#### GOAL OF THE EXERCISE:
Where a line in the records below includes "interpreting", pull that line out.

PROVIDED INFORMATION Block Start

PR #414, opened 2017-09-28
Avoid ArithmeticExceptions while interpreting ldiv/lrem values

### LINKED ISSUE #413: Errors interpreting ldiv values
Revealed by logging added via #392. The code below produces analysis error `Exception processing 'pushByLongMath' with opcode 109, lhs < J, 1 > and rhs < J, 0, cbz >` :
```
package ghIssues;
public class Issue413 {
	public long error_in_ldiv() {
		return 1L / (1L / 2);
	}
}
```

iloveeclipse:
This fixes #413.

Note: this is not a new issue, the commit bf2470ea8 just added more error logging to find out the reason for a try/catch(RuntimeException) block. This PR fixes two cases where the ArithmeticExceptions were thrown and catched immediately by the old code. We don't need to throw ArithmeticException if we know that 1/0 or 1%0 will never fly with long values.


iloveeclipse:
Yea. Thanks Dave.

KengoTODA:
Please update changelog later @iloveeclipse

PROVIDED INFORMATION Block End

#### SOLUTION TO THIS EXERCISE:
Avoid ArithmeticExceptions while interpreting ldiv/lrem values
### LINKED ISSUE #413: Errors interpreting ldiv values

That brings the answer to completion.